These examples provide concrete examples to leverage slime in your own RL workflow. Some examples are just demonstrative, but most of them are verifiable with a concrete performance score.
- eval_multi_task: Example for supporting evaluation multiple tasks with different configs.
- fully_async: Demonstrates fully asynchronous rollout generation for higher efficiency.
- geo3k_vlm: Training VLMs with FSDP on a single-turn reasoning task using GRPO on the GEO3K dataset.
- geo3k_vlm_multi_turn: VLM multi-turn training (FSDP backend) on Geo3k dataset.

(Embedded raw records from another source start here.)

PR #3410, opened 2022-08-20
update MITRE ATT&CK Navigator export

### LINKED ISSUE #3322: Sigma Att&ck Nav coverage is 3 years out of date
https://github.com/SigmaHQ/sigma/blob/master/other/sigma_attack_nav_coverage.json

There are now rules that use the resourcedevelopment tactic in your library, but this coverage map doesn't include that coverage.

Also https://github.com/SigmaHQ/sigma/blob/master/tools/config/mitre/tactics.json 
is out of date, and appears to include things that are not actually mitre attack tactics

I also wanted to mention mitre atlas and the machine learning tactics, these may be good to pull in as rules develop for machine learning attack detection.

aaronherman:
Closes #3322


aaronherman:
If we add some CI/CD so that it gets generated on each push to master, we could leverage a link like this to always show up to date information on coverage

https://mitre-attack.github.io/attack-navigator/#layerURL=https://raw.githubusercontent.com/SigmaHQ/sigma/2a595eda60c7c836dba46db63c9a97dc471cbfff/other/sigma_attack_nav_coverage.json

PR #3412, opened 2022-08-21
add Dumpert and other Imphashes to Windows Hacktools rule

aaronherman:


aaronherman:
Is `Hashes` duplicative of `Imphash` because the config already maps back to the same field? https://github.com/SigmaHQ/sigma/blob/3989de3bf98f075326afe75da6aa18e836d43fe4/tools/config/winlogbeat.yml#L174

frack113:
Hi
- proc_creation_win_hack_dumpert.yml is **critical** were proc_creation_win_hacktool_imphashes.yml is **high**
- Hashes  contains Imphash, it not a duplicatate . You can look at [winlogbeat-modules-enabled.yml](https://github.com/SigmaHQ/sigma/blob/3989de3bf98f075326afe75da6aa18e836d43fe4/tools/config/winlogbeat-modules-enabled.yml#L316) for ECS mapping

Neo23x0:
I wouldn't remove the specific rule for Dumpert. 
And I'll add the hashes to your new Sysmon config for Sysmon v14, which allows us to block Dumpert from being written to disk. 
https://github.com/Neo23x0/sysmon-config/blob/master/sysmonconfig-export-block.xml#L1444

Neo23x0:
I've also synced the imphashes in that rule with the new ones that we've evaluated for our Sysmon config.

PR #3415, opened 2022-08-22
Rule Dev (Update + New Rules)

nasbench:


Neo23x0 (approved):

rules/windows/process_creation/proc_creation_win_net_recon.yml
```diff
@@ -0,0 +1,55 @@
...
+tags:
+    - attack.discovery
+    - attack.t1087.001
+    - attack.t1087.002
+logsource:
+    category: process_creation
+    product: windows
+detection:
+    net_img:
+        Image|endswith:
```
frack113, line 21: not a OR ?
```
 - Image
 - OriginalFileName
 ```

nasbench: Yes, I meant "OR" will fix

PR #3422, opened 2022-08-23
rule: missing space characters

Neo23x0:
https://twitter.com/cyb3rops/status/1562072617552678912


nasbench:
I would also add one with the double quote `- '"cmd/c'` in selection1

frack113:
> I would also add one with the double quote `- '"cmd/c'` in selection1

Can not be  `'cmd/c'` to cover \ and " ?

Neo23x0:
It would be a bit to prone to FPs, I guess, e.g. 

```
someprog.exe -url http://domain.com/webcmd/command/1/upoad 
```

Neo23x0:
But I think I should add the "/k" flag as well 
e.g.
```
cmd.exe/kcmd/kwhoami/priv
```

PR #3423, opened 2022-08-23
Azure Activity Logs - operationName Field

benmontour:
All of these Azure rules are using what seems to be a custom field name of `properties.message` instead of the default log field name of `operationName`. Per Microsoft's documentation as well as my own testing with raw Azure Activity Logs sent to an external SIEM through EventHub, the default log field name is indeed `operationName`. 
Having this as `properties.message` means that any transform rules written for the default log field names will not properly transform these rules into queries.

My IDE also automatically reformatted these to match sigma standard field order and YAML spacing.
No other changes to the detection logic other than the renaming of the field `properties.message` to `operationName`.
I have not updated any of the `id` fields for these rules as I was not sure what a triggering event for that would be. 
I have added today's date into the `modified` field since this is an update to the `detection` field.

### DIFF
--- a/rules/cloud/azure/azure_application_gateway_modified_or_deleted.yml
+++ b/rules/cloud/azure/azure_application_gateway_modified_or_deleted.yml
@@ -6,6 +6,7 @@ references:
   - https://docs.microsoft.com/en-us/azure/role-based-access-control/resource-provider-operations
 author: Austin Songer
 date: 2021/08/16
+modified: 2022/08/23
 logsource:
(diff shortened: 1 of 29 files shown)


frack113:
Thank,
sigma rule have to use original field name.
The `id` is use to keep a [track](https://github.com/SigmaHQ/sigma/wiki/Specification#rule-identification) of the rule . It do not change.

benmontour:
Do you need something more from me on this?

PR #3424, opened 2022-08-24
Rule Dev - Update + New Rules

nasbench:


rules/windows/file_event/file_event_win_susp_powershell_profile.yml
```diff
@@ -0,0 +1,32 @@
...
+        TargetFilename|endswith:
+            - '\WindowsPowerShell\Microsoft.PowerShell_profile.ps1'
+            - '\WindowsPowerShell\profile.ps1'
+            - '\PowerShell\Microsoft.PowerShell_profile.ps1'
+            - '\PowerShell\profile.ps1'
+            - '\Windows\System32\WindowsPowerShell\v1.0\Microsoft.PowerShell_profile.ps1'
+            - '\Windows\System32\WindowsPowerShell\v1.0\profile.ps1'
+            - '\Program Files\PowerShell\7\Microsoft.PowerShell_profile.ps1'
+            - '\Program Files\PowerShell\7\profile.ps1'
+    condition: selection
```
frack113, line 25: We need the path?
```yaml
- \profile.ps1
- \Microsoft.PowerShell_profile.ps1
```
many FT ?

rules/windows/process_creation/proc_creation_win_susp_del.yml
```diff
@@ -23,7 +23,7 @@ detection:
             - 'del *.dll'
```
frack113, line 23: can split the 'del *.dll' to
```
- 'del '
- '\*.dll'
```
Need to escape the *  as we are looking for the string *.dll

rules/windows/file_event/file_event_win_susp_powershell_profile.yml
nasbench: I will update the rule to reduce the paths where I can

PR #3425, opened 2022-08-24
fix backend bool conversion errors

YamatoSecurity:


YamatoSecurity:
Without enclosing in quotes, these fields are treated as true/false booleans and backends fail when trying to convert the rules.

PR #3426, opened 2022-08-24
proxy_ua_bitsadmin_susp_ip.yml falsepositive fix

Tomasuh:
Change to endswith instead of startswith to avoid matching subdomains which starts with digits, example one: `3.au.download.windowsupdate.com`


frack113:
Like it must be a IP
cs-host|startswith : 1 to 9
and
cs-host|endswith : 0 to 9
They should be no False Positive

Neo23x0:
I think he's right. We can do that with the cs-host field, because it contains only an IP or a FQDN. And the FQDN can never end with a digit, because there's no TLD that ends with a digit.

PR #3430, opened 2022-08-24
Add new rules for detection msdt.exe create file to autorun

r00tik:
detecting the creation of a file in the startup folder by the process msdt.exe


Neo23x0:
This rule has several issues that'll show up, once I approve and run the workflow. 

It's detection idea is good, but it's too specific. There are many more folders in which a file creation by msdt.exe could be suspicious.

Neo23x0:
I've fixed the issues with the rule myself

r00tik:
@Neo23x0 Do I need to do something?

Neo23x0:
No, just wait until the tests are completed

PR #3433, opened 2022-08-25
Fixing selection_user to match NT AUTHORITY\SYSTEM

jkb-s:
This should be 'SYSTEM' not ' SYSTEM ' - these leading/trailing spaces are making this detection invalid since the /RU parameter value will be "NT AUTHORITY\SYSTEM".

### DIFF
--- a/rules/windows/process_creation/proc_creation_win_schtasks_system.yml
+++ b/rules/windows/process_creation/proc_creation_win_schtasks_system.yml
@@ -21,7 +21,7 @@ detection:
     selection_user:
         CommandLine|contains:
             - 'NT AUT'
-            - ' SYSTEM '
+            - 'SYSTEM'
     filter:
         # FP from test set in SIGMA
         ParentImage|contains|all:


nasbench:
Just FYI the SYSTEM value is a valid value for "schtasks" see #3287 

The detection was correct as "NT AUT" was for "NT AUTHORITY\SYSTEM" case and ` SYSTEM ` was for the other

jkb-s:
@nasbench Thank you for clarification. I've read the attached article but I don't see a "/RU SYSTEM " mentioned in there. It this based on other research or you added it simply to cover the other way TA would be able to reach the same result?

nasbench:
Yes, It was based on internal research not available in the article. I added it to increase coverage :)

jkb-s:
Awesome! Thank you again.

nasbench:
No worries and thank you, I added a comment indicating this in the rule as it wasn't very clear. So cheers 👍

PR #56, opened 2022-07-05
Updated Devouring Plague for spriest

dbyena:
Updated devouring plague spell. This will not be the final update of the spell, but I made a note for what needs to be changed.


dbyena:
I also need to figure out a way to handle the BonusSpellHitRating misery gives when the debuff is active. This will need to be for all spells when misery is active.

sim/priest/devouring_plague.go
```diff
@@ -24,43 +36,45 @@ func (priest *Priest) registerDevouringPlagueSpell() {
...
 				core.TernaryFloat64(priest.Talents.Shadowform, 1.15, 1),
 			ThreatMultiplier: 1 - 0.08*float64(priest.Talents.ShadowAffinity),
 			IsPeriodic:       true,
-			BaseDamage:       core.BaseDamageConfigMagicNoRoll(1216/8, 0.1),
-			OutcomeApplier:   priest.OutcomeFuncTick(),
+			BaseDamage:       core.BaseDamageConfigMagicNoRoll(1376/8, 0.1849),
+
+			// OutcomeApplier: priest.DPcrits()
+			// Assume shadow form is always active for right now
+			//if priest.Talents.Shadowform > 0 { // NEED TO ADD A CHECK TO SEE IF SHADOWFORM TALENT IS CHOSEN, THEN DETERMINE IF DOTS CAN CRIT OR NOT
```
jimmyt857, line 65: The way you can do this is to create a variable outside this definition and then use it here. E.g:

```
outcomeApplier := priest.OutcomeFuncTick()
if priest.Talents.Shadowform {
  outcomeApplier = priest.OutcomeFuncMagicCrit(priest.SpellCritMultiplier(1, 1))
}

...

priest.DevouringPlagueDot = ...
  ...
  OutcomeApplier: outcomeApplier,
  ...
}
```

dbyena:
Need to also increase critical strike chance of the dots with mindmelt talent.

sim/priest/devouring_plague.go
```diff
@@ -47,31 +52,24 @@ func (priest *Priest) registerDevouringPlagueSpell() {
 			ActionID: actionID,
 		}),
 
-		NumberOfTicks: 8,
-		TickLength:    time.Second * priest.ApplyCastSpeed(3),
-
+		NumberOfTicks:       8,
+		TickLength:          time.Second * priest.ApplyCastSpeed(3),
```
lologarithm, line 56: i think you can use the `AffectedByCastSpeed: true` and then set the tick length to just `time.Second*3`

PR #62, opened 2022-07-06
Update armor penetration calculations and debuffs

b-r-a-n:
1. Introduces a PseudoStat for ArmorMultiplier
2. Add Armor() and ArmorPenetration() functions to unit that can be used to get the modified armor / armor pen percentages respectively
3. Updates debuffs to modify this multiplier and be tagged as Major/Minor (20%/5%)
4. Updates the damage reduction formula based on the model that has been discussed in the simonize vid
5. Adds tests to verify damage reduction and aura stacking

Still missing:
1. Correct spell ids for debuffs (only updated their respective armor modifiers)
2. Talent and stance based armor pen

### DIFF
--- a/sim/core/armor_test.go
+++ b/sim/core/armor_test.go
@@ -1,0 +1,264 @@
+package core
+
+import (
+	"testing"
+
+	"github.com/wowsims/wotlk/sim/core/stats"
+)
+
+func TestSunderArmorStacks(t *testing.T) {
+	sim := Simulation{}
+	baseArmor := 10643.0
+	target := Unit{
+		Type:         EnemyUnit,
+		Index:        0,
+		Level:        83,
+		auraTracker:  newAuraTracker(),
+		initialStats: stats.Stats{stats.Armor: baseArmor},
+		PseudoStats:  stats.NewPseudoStats(),
+		Metrics:      NewUnitMetrics(),
+	}
+	target.stats = target.initialStats
+	expectedArmor := baseArmor
+	if target.Armor() != expectedArmor {
+		t.Fatalf("Armor value for target should be %f but found %f", 10643.0, target.Armor())
+	}
+	stacks := int32(1)
+	sunderAura := SunderArmorAura(&target, stacks)
+	sunderAura.Activate(&sim)
+	tolerance := 0.001
+	for stacks <= 5 {
+		expectedArmor = baseArmor * (1.0 - float64(stacks)*0.04)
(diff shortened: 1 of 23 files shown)


sim/core/armor_test.go
```diff
@@ -0,0 +1,264 @@
...
+	if target.Armor() != expectedArmor {
+		t.Fatalf("Armor value for target should be %f but found %f", 10643.0, target.Armor())
+	}
+	stacks := int32(1)
+	sunderAura := SunderArmorAura(&target, stacks)
+	sunderAura.Activate(&sim)
+	tolerance := 0.001
+	for stacks <= 5 {
+		expectedArmor = baseArmor * (1.0 - float64(stacks)*0.04)
+		if target.Armor() < expectedArmor-tolerance || target.Armor() > expectedArmor+tolerance {
```
jimmyt857, line 32: This tolerance logic is used a lot. Could it be a new function in sim/core/utils.go, and maybe define tolerance just once as a const at the top of this file?

sim/core/debuffs.go
```diff
@@ -453,26 +455,71 @@ func ScheduledSunderArmorAura(target *Unit) *Aura {
...
+		},
+		OnStacksChange: func(aura *Aura, sim *Simulation, oldStacks int32, newStacks int32) {
+			oldMultiplier := (1.0 - float64(oldStacks)*armorReductionPerStack)
+			newMultiplier := (1.0 - float64(newStacks)*armorReductionPerStack)
+			aura.Unit.PseudoStats.ArmorMultiplier *= (newMultiplier / oldMultiplier)
+		},
+	})
+}
+
+func ScheduledAcidSpitAura(target *Unit) *Aura {
```
jimmyt857, line 481: Instead of defining a new function, lets make a ScheduledAura() function which takes additional parameters for the aura and time to apply.

sim/core/armor_test.go
b-r-a-n: Updated the PR to add this function and use it in the armor tests. I can refactor the other places in another PR.

sim/core/debuffs.go
b-r-a-n: Made this change but may need some tweaks. I'll leave the comment unresolved until I get some feedback on it. Specifically, not sure whether it makes sense to use the options structure as a parameter (as I have currently). Primary reason I chose to was that the OnAction handler is different but that difference seems like it could be inferred (in all of the current use cases).

PR #63, opened 2022-07-06
Updated Mind Blast and Shadow Word Death Spells

dbyena:
Updated mind blast and shadow word death priest spells. Still need to update including replenishment on MB hits and glyph of shadow word death if target is 35% health, but these are minor updates that can be made later.


dbyena:
The test errors have something to do with assuming misery is always active, so I couldnt just check if active(), but I had to check if not nil.

dbyena:
Please merge when you can as I will not be available tomorrow. Thanks.

PR #74, opened 2022-07-08
update priest mind flay and a few talents

CyberQuackGames:
Mainly using same updates used for MB for MF here. Also went through and cleaned up a few talent references for spriest. We still need to follow up with dot refresh logic after SWP updates.


CyberQuackGames:
Something odd going on with `AllItems-TheLightningCapacitor-28785` test here. Doing the standard `make test && make update-tests` didn't seem to work if the tests are run again after.

PR #99, opened 2022-07-11
Mostly fix armor calcs

jimmyt857:


sim/core/armor_test.go
```diff
@@ -224,39 +224,39 @@ func TestDamageReductionFromArmor(t *testing.T) {
...
+	expectedDamageReduction = 0.6532
 	if !WithinToleranceFloat64(expectedDamageReduction, attackTable.ArmorDamageReduction, tolerance) {
 		t.Fatalf("Expected major & minor armor modifier to result in %f damage reduction got %f", expectedDamageReduction, attackTable.ArmorDamageReduction)
 	}
 
 	// Cap armor pen
 	attacker.stats[stats.ArmorPenetration] = 1400
 	attackTable.UpdateArmorDamageReduction()
-	expectedDamageReduction = 0.0203
+	expectedDamageReduction = 0.9797
```
b-r-a-n, line 235: The new test results don't seem intuitive. An attacker with 1400 armor pen and all the debuffs should be around 2% damage reduction from armor. The values we are getting from the test now are just 1 - the original value. This makes sense based on the change to the implementation but doesn't follow the damage reduction semantics it should.

sim/core/spell_resistances.go
```diff
@@ -45,9 +45,11 @@ func (spellEffect *SpellEffect) applyResistances(sim *Simulation, spell *Spell,
...
 // ArmorDamageReduction currently assumes a level 80 attacker
 func (at *AttackTable) UpdateArmorDamageReduction() {
-	reducibleArmor := MinFloat((at.Defender.Armor()+ReducibleArmorConstant)/3, at.Defender.Armor())
-	effectiveArmor := MaxFloat(at.Defender.Armor()-reducibleArmor*at.Attacker.ArmorPenetration(), 0)
-	at.ArmorDamageReduction = 1 / ((float64(at.Attacker.Level)*467.5-22167.5)/effectiveArmor + 1)
+	defenderArmor := at.Defender.Armor()
+	reducibleArmor := MinFloat((defenderArmor+ReducibleArmorConstant)/3, defenderArmor)
+	effectiveArmor := defenderArmor - reducibleArmor*at.Attacker.ArmorPenetration()
+	armorConstant := float64(at.Attacker.Level)*467.5 - 22167.5
+	at.ArmorDamageReduction = 1 - effectiveArmor/(effectiveArmor+armorConstant)
```
b-r-a-n, line 52: This is basically 1 - previous implementation value (I think). I think changing this in spell_resistances.go (to be 1- damage reduction) is a better fix.

PR #102, opened 2022-07-11
Initial DK pull request

JooperGH:


sim/core/rune.go
```diff
@@ -0,0 +1,208 @@
...
+			Cooldown{unit.NewTimer(), 10 * time.Second},
+			Cooldown{unit.NewTimer(), 10 * time.Second},
+			Cooldown{unit.NewTimer(), 10 * time.Second},
+		},
+
+		onRuneGain: onDeathRuneGain,
+	}
+}
+
+func (unit *Unit) HasBloodRuneBar() bool {
```
jimmyt857, line 131: It should be fine to have only 1 of these functions (i.e. HasRunicPower) since they're all connected.

sim/deathknight/deathknight.go
```diff
@@ -0,0 +1,286 @@
...
+		ModifiedStat: stats.AttackPower,
+		Modifier: func(strength float64, attackPower float64) float64 {
+			return attackPower + strength*2
+		},
+	})
+
+	return deathKnight
+}
+
+func RegisterDeathKnight() {
```
jimmyt857, line 148: Put this at the top of the file if you don't mind, to be consistent with the other classes.

ui/deathknight/presets.ts
```diff
@@ -0,0 +1,140 @@
...
+	name: 'Frost Dps',
+	data: '23050005-32005350352203012300033101351',
+};
+
+export const DefaultRotation = DeathKnightRotation.create({
+	useScourgeStrike: false,
+});
+
+export const DefaultOptions = DeathKnightOptions.create({
+	dualWhield: true,
```
jimmyt857, line 39: I think this field is spelled wrong; also dual wielding is implicit depending on whether the user selected 2 weapons, so you don't need an option for it.

wotlk-deathknight.code-workspace
```diff
@@ -0,0 +1,8 @@
+{
```
jimmyt857, line 1: I don't think you're supposed to commit this file  :)

Also looks like a `wowsimwotlk` binary file is being committed, that should be removed too.

sim/core/stats/stats.go
```diff
@@ -44,6 +44,11 @@ const (
 	Mana
 	Energy
 	Rage
+	RunicPower
```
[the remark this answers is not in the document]
JooperGH: I'll delete it

sim/deathknight/deathknight.go
JooperGH: Done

- low_precision: Examples of FP8 training and inference for improved throughput and stability.
- multi_agent: Example of running multi-agent RL with
slime. - on_policy_distillation: Example implementation for on-policy distillation, extending the reinforcement learning pipeline to support teacher–student distillation directly within on-policy training.
- reproducibility: Guides on achieving bitwise experiment reproduction using deterministic modes.
- retool: Demonstrates the retool functionality for tool-enabled language model generation.
- search-r1: A minimal reproduction of Search-R1, featuring multi-turn conversation and tool-calling.
- strands-agents: Integration example with the Strands-Agents scaffolding framework.
- tau-bench: Training in an agentic multi-turn tool use environment (Tau-bench).
- train_infer_mismatch_helper: Algorithmic methods for rollout correction (e.g., TIS, MIS).
- true_on_policy: Ensures strictly equal log probabilities between inference (SGLang) and training engines.
- true_on_policy_vlm: "True On-Policy" training demonstration for VLM (Qwen3-VL).